My husband and I have been together for 4 years and married 2 1/2 of the 4 years.

He is so terrible with money and i just cannot take it anymore. I don't want to get a divorce because i do love him but he is so irresponsible with money that i have built up so much resentment towards him.

my husband is in real estate so it's kind of off and on for him. however, he has jobs on the side that brings him in extra cash. now, what he does with this money, i have no idea because it does not come my way at all.

we have received so many eviction notices that i can't even count anymore. He only takes on the responsibility of paying the rent and will not pay for anything else. All the other expenses fall on me. that leaves me living pay check to pay check. 

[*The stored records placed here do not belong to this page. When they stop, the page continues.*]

PR #2730, opened 2024-06-13
[r,c++] Support dense nd array write case

eddelbuettel:
**Issue and/or context:**

This PR extends the C++-fication to dense n-dimensional array.

**Changes:**

Refactored code to use C++ classes to write.

**Notes for Reviewer:**

[SC 44887](https://app.shortcut.com/tiledb-inc/story/44887/r-c-rcpp-libtiledbsoma-integration-somadensendarray-write-path)

PR #2755, opened 2024-06-20
[r] Support `SparseNDArray` writes case

eddelbuettel:
**Issue and/or context:**

Following PRs #2704 (data frames) and #2730 (dense arrays) this PR extends to C++-ification to sparse n-dimensional arrays. 

**Changes:**

Refactored code to use C++ classes to write.

**Notes for Reviewer:**

[SC 44886](https://app.shortcut.com/tiledb-inc/story/44886/r-c-rcpp-libtiledbsoma-integration-somasparsendarray-write-path)

### DIFF
--- a/apis/r/R/SOMASparseNDArray.R
+++ b/apis/r/R/SOMASparseNDArray.R
@@ -177,9 +177,6 @@ SOMASparseNDArray <- R6::R6Class(
       self$set_metadata(bbox_flat)
       private$.write_coo_dataframe(coo)
 
-      # tiledb-r always closes the array after a write operation so we need to
-      # manually reopen it until close-on-write is optional
-      self$open("WRITE", internal_use_only = "allowed_use")
       invisible(self)
     },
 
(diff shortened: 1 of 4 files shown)


eddelbuettel:
I think this is now ready for review.  Locally I get `[ FAIL 0 | WARN 0 | SKIP 0 | PASS 3475 ]`.

apis/r/R/SOMASparseNDArray.R
```diff
@@ -227,14 +224,26 @@ SOMASparseNDArray <- R6::R6Class(
...
+      nms <- colnames(values)
+
+      ## the 'soma_data' data type may not have been cached, and if so we need to fetch it
+      if (is.null(private$.type)) {
+          ## TODO: replace with a libtiledbsoma accessor as discussed
+          tpstr <- tiledb::datatype(tiledb::attrs(tiledb::schema(self$uri))[["soma_data"]])
+          arstr <- arrow_type_from_tiledb_type(tpstr)
+          private$.type <- arstr
+      }
+
```
nguyenv, line 236: Are you able to use [SOMAArray::arrow_schema](https://github.com/single-cell-data/TileDB-SOMA/blob/main/libtiledbsoma/src/soma/soma_array.h#L564-L567) or [SOMASparseArrayNDArray::schema](https://github.com/single-cell-data/TileDB-SOMA/blob/main/libtiledbsoma/src/soma/soma_sparse_ndarray.h#L154-L159) to get the dtype of `soma_data`?

apis/r/R/SOMASparseNDArray.R
```diff
@@ -227,14 +224,26 @@ SOMASparseNDArray <- R6::R6Class(
...
-      ##     tiledb::query_layout(arr) <- "GLOBAL_ORDER"
-      ##     cat("*********", tiledb::query_layout(arr), "*****\n")
-      ##     print(arr)
-      ## }
-      arr[] <- values
+      nms <- colnames(values)
+
+      ## the 'soma_data' data type may not have been cached, and if so we need to fetch it
+      if (is.null(private$.type)) {
+          ## TODO: replace with a libtiledbsoma accessor as discussed
```
nguyenv, line 231: Are you able to use [SOMAArray::arrow_schema](https://github.com/single-cell-data/TileDB-SOMA/blob/main/libtiledbsoma/src/soma/soma_array.h#L564-L567) or [SOMASparseArrayNDArray::schema](https://github.com/single-cell-data/TileDB-SOMA/blob/main/libtiledbsoma/src/soma/soma_sparse_ndarray.h#L154-L159) to get the dtype of `soma_data`?

eddelbuettel: I think it is not clear where the value would come from.  This function is called with just the values to be written, and this segment is where, if no 'cached' type info exists, we go to the schema on disk as a last resort.

https://github.com/single-cell-data/TileDB-SOMA/blob/f06cd71b3db4cd98d6263013285b8650849a5af2/apis/r/R/SOMASparseNDArray.R#L229-L235

In some of the use case we do not need that as `private$.type` has been set.

eddelbuettel: And it is similar for thw `write()` function from which this is called.  It gets called with just `values` (and an optional bbox).  No schema info.

nguyenv (approved):
As discussed over DM, I will add a dtype getter for the `soma_data` into libtiledbsoma.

i had a second job when we first started dating and this job was paying me more for working part-time than my day job. My part-time was just too stressful. After a year of marriage he told me that i could let go of my second job and that he would chip in more so that i don't feel the raft of missing that second income. Well, i have yet to see this happen. i'm always robbing peter to pay paul and i have taken out numererous loans just to keep afloat. Now this man brings in thousands of dollars and will not offer me any help at all. I know this sounds unrealistic but it's the truth. he may help out on occasions but that's it. But let me clear up occasions. he paid my cell phone bill once and he paid my car note all of maybe 5 times in total. He bought me a nice pocket book, a pair of sneakers and a nice coat. 

i am thankful for all of those things but that's what he calls helping out. What about gas & electric, water, cable, food, clothes ect. I have a teenage daughter who needs things but i cannot provide for her like i want to because every time i get paid, all of my money goes on bills.

He always trusting people to take his money and invest in things but he always ends up losing. i tell him time and time again that he needs to take care of home first and whatever is left, then you do what you want. Somehow he just cannot grasp that concept. how i know this is because we are facing eviction again!!!

i have complained and complained to him that i need help and but to no avail. he feels that him paying the rent only should cut it. He has two cars which i did not agree with at all but my words mean nothing. he went to gamble one time and he won $9,000 and he gave me $1,000 of it and told me, " now don't say that i have never done anything for you!!". and i believe that he would not have given me that if i had not seen it.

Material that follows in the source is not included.